Methodology: Researchers genetically engineered fruit flies (Drosophila melanogaster) to express the polyglutamine tract of a mutated human HTT gene (which causes the disease) in the nervous system of fruit flies.
Solution: Through overexpression of a specific gene called Yod1, the signs of neurodegeneration by the disease were ameliorated.
Usefulness: Model systems such as fruit flies and yeasts offer scientists unparalleled versatility to investigate the molecular mechanisms triggered by disease genes in humans.

Drosophila Melanogaster as Experiment Organism:

They are common pests and are important pollinators for plants.
Scientific Contribution: Drosophila Melanogaster is an important organism that has been widely used in many biological and medical research, often Nobel-winning discoveries.
- They are preferred due to their short lifespan and easy maintenance in laboratory settings
- They have provided important insights into genetic mutations, inheritance patterns, and mapping of genes.
- They have also helped improve the understanding of neurodegenerative diseases like Alzheimer’s Disease.

What is Huntington Disease?

About: Huntington disease is a neurological genetic disorder which damages nerve cells in the brain causing them to stop working properly.
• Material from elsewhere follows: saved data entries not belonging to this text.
PR #1601, opened 2026-05-08
Add zsh support

irevoire:
Hey!

This PR adds zsh support. Since there is no zsh lsp or formatter, I took the freedom to use the bash one.
That's what Helix has been doing, and it's working ok-ish I think.

Here's an example of it running:

image


wongjiahau:
Thanks @irevoire!

PR #1603, opened 2026-05-09
Make tests crossplatform

irevoire:
And generally more reliable.
Each commit describes precisely each fix.

On this branch, I can run `cargo nextest run` on my macOS.

### DIFF
--- a/src/test_app.rs
+++ b/src/test_app.rs
@@ -19,7 +19,7 @@ use std::{
     cell::RefCell,
     path::PathBuf,
     rc::Rc,
-    sync::{Arc, Mutex},
+    sync::{Arc, Mutex, Once},
     time::Duration,
 };
 pub use Dispatch::*;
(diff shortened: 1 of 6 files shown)


src/test_app.rs
```diff
@@ -918,6 +918,12 @@ fn execute_test_helper(
     assert_last_step_is_expect: bool,
     options: RunTestOptions,
 ) -> anyhow::Result<TestOutput> {
+    static SET_ENV_VAR: Once = Once::new();
+    SET_ENV_VAR.call_once(|| {
+        // Safety: Since it's wrapped in a `Once`, it's guarantee that it's never going to be executed twice per process.
+        unsafe { std::env::set_var("RUST_BACKTRACE", "0") };
```
wongjiahau, line 924: Is the use of `unsafe` here necessary?

irevoire: Yes, the function is unsafe and must not be called twice from the same process

PR #1614, opened 2026-05-13
fix: position keymap legend at bottom with dynamic height

descendingnerdliness:
The keymap legend overlay now appears at the bottom of the screen with height that exactly matches its content (buffer lines + title). The tiled layout for other components is adjusted to occupy the remaining space above the keymap band.

Changes in `Layout::recalculate_layout` (`src/layout.rs`):
- Compute keymap height from its editor buffer and title, clamped to terminal height
- Keymap assigned fixed bottom overlay Rectangle; excluded from tiling
- Tiled components use reduced height when keymap is present
- Fixed borrow checker issues and cleaned up unused mut warnings

Keymap remains dynamic (appears on demand, closes with 'esc'). No overflow or extra blank lines.


wongjiahau:
I'm still looking how to improve the code here

descendingnerdliness:
This PR positions the keymap legend as a bottom overlay whose height dynamically matches its content, and makes that sizing robust during terminal resizes.

### `src/layout.rs` — `Layout::recalculate_layout`
- The keymap legend is reserved as a fixed bottom band; the tiled components occupy the remaining space above it.
- The keymap content is refreshed at the full terminal width *before* its height is measured, so the measurement reflects the current width.
- The height is computed from the editor's actual wrapped line count (via `soft_wrap`) rather than the raw buffer line count, accounting for the editor's `width - 1` soft-wrap. This keeps the legend exactly tall enough, so its lines never overflow into the tiled area or leave leftover artifacts above the pane.
- The height is clamped to leave at least one line for the tiled components and never exceeds the terminal height.
- The tiled-rectangle lookup uses a safe fallback instead of panicking if a rectangle is missing.

### `src/components/keymap_legend.rs`
- The keymap content is generated one column narrower than the rectangle. The editor reserves the last column for the cursor and soft-wraps at `width - 1`, so generating at the full width made each keyboard row wrap onto two lines. Generating at `width - 1` keeps each row on a single line.

The keymap remains dynamic (shown on demand, dismissed with `esc`); there is no overflow or blank space.

wongjiahau:
Superseded by #1660

PR #1615, opened 2026-05-14
Add support for gyp files

irevoire:
Hey,

`gyp` files are just json as you can see here: https://github.com/nodejs/node-gyp


wongjiahau:
Thank you!

PR #1621, opened 2026-05-14
fix(dev): config schema generation shouldn't be affected user-defined configs

irevoire:
Hey,

Currently, when updating the configuration ki is mixing up my configuration with the default configuration.
This is because we load the user themes when creating the `RawConfig::default`.
This PR fixes this issue and allows me to run `just check-config-schema` even with a custom theme 😁


wongjiahau:
Thanks!

PR #1624, opened 2026-05-17
feat(keymap): workaround for lack of tap-action on MoLs on non-KPP terminals

dnaq:
Previously when using a non-KPP terminal emulator, MoLs opened up the layer and the layer needed to be manually closed (by pressing escape). However, there did not seem to be any way of actually executing the tap-action of the MoL.

This commit makes it so that double tapping a MoL key executes the tap-action and closes the MoL. E.g. double-tapping `r` will execute the delete action.

This does not affect KPP terminals, since the MoL will be closed as soon as the key is released.

Ran the testsuite, some tests showed up as flaky, but the same tests showed up as flaky without this patch as well.

### DIFF
--- a/src/components/keymap_legend.rs
+++ b/src/components/keymap_legend.rs
@@ -707,4 +707,79 @@ Release hold: Conichihuahua
             ])
         })
     }
+
+    #[test]
+    /// On non-KKP terminals, double-tapping the MoL key (pressing it again while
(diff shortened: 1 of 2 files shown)


dnaq:
Nope, this commit does not work. Manual testing on KPP terminals shows that holding the r-key for too long causes multiple deletes. Sorry for that

PR #1625, opened 2026-05-17
fix(dev): add rustToolchain and rust-analyzer to flake.nix

mario-holubar:
These were missing for me since I don't have the rust toolchain installed system-wide


wongjiahau:
Thanks!

PR #1628, opened 2026-05-18
Add support for glsl

irevoire:
Hey!

This PR adds support for glsl, I used `clang format` for the formatter and from what I see it works pretty well.
I'm not using a C lsp or C tree-sitter because there is some custom one made for glsl specifically.
 
image

### DIFF
--- a/Cargo.lock
+++ b/Cargo.lock
@@ -2331,6 +2331,7 @@ dependencies = [
  "tree-sitter-fish",
  "tree-sitter-fsharp",
  "tree-sitter-gleam",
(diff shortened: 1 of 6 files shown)


package-lock.json
Riolku, line 1: What happened here?

Riolku (changes requested):

package-lock.json
irevoire: Oops, no idea, I guess `just check-config-schema` just did some magic.
I restored the file to its previous state :+1:

Riolku (approved):

PR #1633, opened 2026-05-23
feat(themes): read all supported highlights from zed themes

dmitry-salin:
This adds reading of all supported `Neovim` highlight capture names from `Zed` themes.
Highlights can be divided into categories.

### Exists in `Zed` and `Neovim`, but under slightly different names
|     `Zed`    |        `Neovim`       |
|--------------|-----------------------|
| comment.doc  | comment.documentation |
| string.doc   | string.documentation  |
| string.regex | string.regexp         |

Use this mapping to ensure maximum compatibility with existing `Zed` themes. Read other highlight captures by name exactly as they are defined in `Neovim`.

### Exists in `Zed` and `Neovim` under identical names
- attribute
- attribute.builtin
- boolean
- comment
- constant
- constant.builtin
- constructor
- diff.delta
- diff.minus
- diff.plus
- function
- function.builtin
- function.call
- function.method
- function.method.call
- keyword
- keyword.directive
- keyword.import
- keyword.operator
- label
- markup.heading
- markup.link.url
- module
- number
- operator
- property
- punctuation.bracket
- punctuation.delimiter
- punctuation.special
- string
- string.escape
- string.special
- string.special.path
- string.special.symbol
- tag
- type
- type.builtin
- type.definition
- variable
- variable.builtin
- variable.parameter

### Exists only in `Neovim`
- character
- character.special
- comment.error
- comment.note
- comment.todo
- comment.warning
- constant.macro
- function.macro
- keyword.conditional
- keyword.conditional.ternary
- keyword.coroutine
- keyword.debug
- keyword.directive.define
- keyword.exception
- keyword.function
- keyword.modifier
- keyword.repeat
- keyword.return
- keyword.type
- markup.heading.1
- markup.heading.2
- markup.heading.3
- markup.heading.4
- markup.heading.5
- markup.heading.6
- markup.italic
- markup.link.label
- markup.link
- markup.list.checked
- markup.list.unchecked
- markup.list
- markup.math
- markup.quote
- markup.raw.block
- markup.raw
- markup.strikethrough
- markup.strong
- markup.underline
- module.builtin
- number.float
- string.special.url
- tag.attribute
- tag.builtin
- tag.delimiter
- variable.member
- variable.parameter.builtin

They can be added when porting theme, as schema allows for it.

### Missing in `Zed` and `Neovim`
- syntax.keyword
- syntax.keyword.async
- ui
- ui.bar

It looks like they are not being used and can be removed from `HighlightName` enum.

### Changes to themes
- If theme contains only `comment.doc`, add `string.doc` as well, using the same color. `Neovim`'s language-specific highlight captures use either one or the other
- The colors have not changed


wongjiahau:
@dmitry-salin can you share screenshots of Before vs After? 

I want to know how it actually improves the theming

dmitry-salin:
One example is `Python` documentation strings. `Neovim` queries use `string.doc` for this, and currently there is no way to set its color in theme.

# Before
Before

# After
After

This is applicable to any language that uses `string.doc` in `Neovim` highlight queries.

Overall, I don't see the point of having all `Neovim` highlight capture names in the `HighlightName` enum if there is no corresponding ability to define them within themes.
This just adds full mapping described above. Another possible feature is the ability to override parts of built-in themes via config.

Regarding `markup.*` capture names, I believe it would be preferable to move away from hardcoded mappings to other names in favor of the ability to define them explicitly. These names are mostly used in languages ​​such as `LaTeX` and `Markdown`, I think it would be better to select colors for each theme separately, so that users of that theme can review them.

wongjiahau:
Cool! Is this PR ready to be merged?

dmitry-salin:
Yes, it's ready. The only thing I didn't do was remove the unused variants of the `HighlightName` enum. I didn't find any code paths that set or read it. However, it's better to handle this change in a separate PR to simplify a potential rollback.

### Missing in `Zed` and `Neovim`
- syntax.keyword
- syntax.keyword.async
- ui
- ui.bar

wongjiahau:
Great! I'm looking forward for the follow-up PR :)

wongjiahau:
Thanks!

PR #1644, opened 2026-06-21
fix(lsp/roc): use new formatter command

jwoudenberg:
The Roc language is going through some changes. Among them the invocation of the formatter has changed. This fixes the language configuration to use the new invocation.


wongjiahau:
Thank you!

PR #1646, opened 2026-06-26
fix(grammar): store runtime grammars in xdg cache

TheColorman:
Compiled artifacts like the grammars built by Ki when you do `ki @ grammar build` are currently located in `~/.config/ki/grammars` (`$XDG_CONFIG_HOME`). Since these are not configuration files, but rather non-essential, architecture-specific compiled artifacts, they belong in `$XDG_CACHE_HOME` instead (See the [XDG Base Directory Specification](https://specifications.freedesktop.org/basedir/latest/#basics)) to prevent cluttering user configuration.

This PR patches `get_runtime_dir` which is currently only used by grammar-related code.


wongjiahau:
Thanks @TheColorman!

PR #1656, opened 2026-07-07
Add release channel metadata

### LINKED ISSUE #1653: Add channel metadata for release discovery and future mise integration
Hi, thanks for building Ki.

I would like to request a small release metadata endpoint that would make Ki easier to install through tool managers such as [mise](https://mise.jdx.dev/).

Since Ki may not be in a stable release phase yet, this does not need to be called `latest` immediately. A channel-based approach would avoid implying stability too early while still giving package managers a stable discovery URL.

For example, GitHub Pages could expose simple channel files:

```text
https://ki-editor.github.io/ki-editor/channels/rc
https://ki-editor.github.io/ki-editor/channels/canary
https://ki-editor.github.io/ki-editor/channels/latest
```

Each file could contain the current tag for that channel:

```text
v0.1.0-rc.2
```

The channel URL may change over time, but the resolved GitHub Release asset should remain immutable, for example:

```text
https://github.com/ki-editor/ki-editor/releases/download/v0.1.0-rc.2/...
```

This could be automated with GitHub Actions:

- when a `v*-rc-*` or `v*-rc.*` tag is published, update `channels/rc`
- when a stable `v*` tag is published, update `channels/latest`
- optionally, when a main/master build is published, update `channels/canary`

This would give mise a stable discovery endpoint. A mise backend can resolve a channel such as `rc` or `latest` to a concrete immutable version, then download the corresponding versioned GitHub Release asset.

Eventually, once a stable channel exists, Ki could be added to the mise registry so users can install it with:

```sh
mise use ki-editor
```

The mise tool name would likely need to be `ki-editor`, because `ki` is already taken, while the installed binary can still remain `ki`.

This would support reproducible installs without requiring the project to declare a stable `latest` release before it is ready.

hh9527:
## Summary

This adds release channel metadata and replaces the old rolling latest build with a clearer stable/snapshot release model.

Closes #1653.

## Design

The release workflow now has three layers:

- A shared release capability that builds the existing platform assets, creates a GitHub Release, updates channel metadata on gh-pages, and performs snapshot GC.
- Stable releases are still automatic: pushing a vX.Y.Z tag creates a normal release and updates stable channel metadata.
- Snapshot releases are manual: maintainers run the release workflow with a branch, tag, or commit SHA, producing an immutable snapshot-YYYYMMDD-HHMM-SHORTSHA prerelease.

Snapshot releases are marked as prereleases so they do not affect GitHub Latest release selection. Each snapshot still has an immutable release tag so package managers can resolve and download a concrete version.

## Release assets

Release assets are now archives instead of raw binaries:

- Linux/macOS: `ki-{os}-{arch}.tar.gz`
- Windows: `ki-windows-{arch}.zip`

Each archive contains the executable under `bin/ki` or `bin/ki.exe`.

This keeps Unix executable permissions inside the tarball, avoids relying on download clients or package managers to add `chmod +x`, and leaves room for future files such as licenses, completions, or man pages.

## Channel metadata

The workflow publishes plain text channel files under gh-pages:/channels:

- stable-latest.txt: current stable version
- stable-versions.txt: append-only stable versions
- snapshot-latest.txt: current snapshot version
- snapshot-versions.txt: retained snapshot versions, newest first

These files are intended as a small channel-discovery layer for package managers and installer tooling. stable-versions.txt can be used by tools that need a stable version list, while snapshot-versions.txt is also the source of truth for snapshot GC.

## Snapshot retention

Snapshot releases are retained by count. The default is to keep the latest 14 snapshot releases.

To change this, update the SNAPSHOT_KEEP variable in .github/workflows/release.yml. For example, SNAPSHOT_KEEP: 30 would retain the latest 30 snapshot releases.

During each snapshot release, snapshot-versions.txt is prepended with the new version and trimmed to SNAPSHOT_KEEP entries. Snapshot releases/tags that are not present in that file are deleted. Stable releases are never garbage-collected.

## Future mise registry shape

Once this lands, a future mise registry entry could use either the GitHub backend or the HTTP backend. The archive layout is intended to make that straightforward because every platform archive exposes the executable under `bin/`.

For example, an HTTP backend-style configuration could look like this:

```toml
[tools."http:ki-editor"]
version_list_url = "https://ki-editor.github.io/ki-editor/channels/stable-versions.txt"
bin_path = "bin"

[tools."http:ki-editor".platforms]
linux-x64 = { url = "https://github.com/ki-editor/ki-editor/releases/download/{{version}}/ki-linux-x64.tar.gz" }
linux-arm64 = { url = "https://github.com/ki-editor/ki-editor/releases/download/{{version}}/ki-linux-arm64.tar.gz" }
macos-x64 = { url = "https://github.com/ki-editor/ki-editor/releases/download/{{version}}/ki-macos-x64.tar.gz" }
macos-arm64 = { url = "https://github.com/ki-editor/ki-editor/releases/download/{{version}}/ki-macos-arm64.tar.gz" }
windows-x64 = { url = "https://github.com/ki-editor/ki-editor/releases/download/{{version}}/ki-windows-x64.zip" }
windows-arm64 = { url = "https://github.com/ki-editor/ki-editor/releases/download/{{version}}/ki-windows-arm64.zip" }
```

The exact registry syntax can be adjusted when submitting to mise, but the important contract is stable: concrete release tags map to immutable archive assets, and each archive contains `bin/ki` or `bin/ki.exe`.

## Testing

Tested on my fork:

- Manually ran the snapshot release workflow.
- Confirmed a snapshot-* GitHub prerelease was created.
- Confirmed release assets were uploaded.
- Confirmed gh-pages contains channels/snapshot-latest.txt and channels/snapshot-versions.txt.

The public GitHub Pages URLs on the fork were not reachable during testing, likely due to fork Pages configuration, but the files were committed to the gh-pages branch.


wongjiahau:
How does the versioning works? Currently we don't have a version system

hh9527:
Good point. This PR does not require Ki to introduce an internal version system yet.

The version here is only the distribution version used by GitHub Releases and package managers:

- Stable releases are opt-in: they only happen when maintainers explicitly push a `vX.Y.Z` tag.
- If Ki is not ready to define stable versions yet, we can simply avoid pushing `vX.Y.Z` tags for now.
- Snapshot releases are independent from stable versioning. They are manually triggered and use an immutable generated version like `snapshot-20260708-1430-abc1234`. (You need to trigger it in https://github.com/ki-editor/ki-editor/actions)

So before Ki has stable versions, we can use only snapshot releases. Once Ki decides to publish the first stable release, pushing a `vX.Y.Z` tag will update `stable-latest.txt` and `stable-versions.txt`.

The gh-pages channel files are mainly a small discovery layer for installers/package managers. Once the first stable release exists, a mise registry entry can point to `stable-versions.txt`, so users could install Ki with something like:

```sh
mise use ki-editor
```

Even without mise, the same channel metadata can support a simple install script. For example, conceptually:

```sh
channel="stable"
platform="linux-x64"

version="$(curl -fsSL "https://ki-editor.github.io/ki-editor/channels/${channel}-latest.txt")"
curl -fsSL "https://github.com/ki-editor/ki-editor/releases/download/${version}/ki-${platform}.tar.gz" \
  | tar -xz
```

This is why the PR keeps the channel metadata separate from Ki internal versioning: the files are just distribution pointers for external tooling, not Ki runtime/application versions.

@wongjiahau

wongjiahau:
> This is why the PR keeps the channel metadata separate from Ki internal versioning: the files are just distribution pointers for external tooling, not Ki runtime/application versions.

Make sense

wongjiahau:
Thanks for creating this PR!

rofrol:
https://ki-editor.org/channels/stable-versions.txt 404

wongjiahau:
@hh9527 would you mind to look into this 404 error? :)

hh9527:
It is expected, and would be resolved after the first snapshot/stable channel is initialized. See #1657. #1658 
@rofrol @wongjiahau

It’s passed on from a person’s parents.
Genetic Mutation: The reason for the disease is that they carry a mutated version of a gene called HTT. The HTT gene provides a blueprint for a protein called huntingtin, or Htt.
- Htt protein: Nerve cells in the human body require the Htt protein for their normal functioning and survival.
- The mutated gene encodes an abnormal Htt protein that instead destroys the neurons that regulate movement, thinking, and memory.
Mechanism of Mutation: The normal HTT gene contains a stretch of DNA that specifies the number of times the amino acid glutamine is repeated in the Htt protein about 11 to 31 times.
- The mutant version contains 35 or more repeats up to 150 repeats.
- As the number of repetitions increase, the severity of Huntington disease increases and its debilitation begins at an earlier age.

Huntington’s disease

Glutamines: Their fragments are toxic because they interfere adversely with several cellular processes.
- Glutamine is an important amino acid and is used for removing excess ammonia.
- Challenge: We neither know why some of these genes are expanded nor how exactly the short fragments cause neuronal degeneration.
Dominant Gene: Of the two copies of the HTT gene, one from the father and one from the mother, The disease is triggered even if only one copy of the gene is mutated.
Symptoms: Mood swings, difficulty in reasoning, abnormal and uncontrollable jerky movements, and difficulty in speaking, swallowing, and walking.
- Symptoms begin in the ages 30-50, and the patient eventually dies.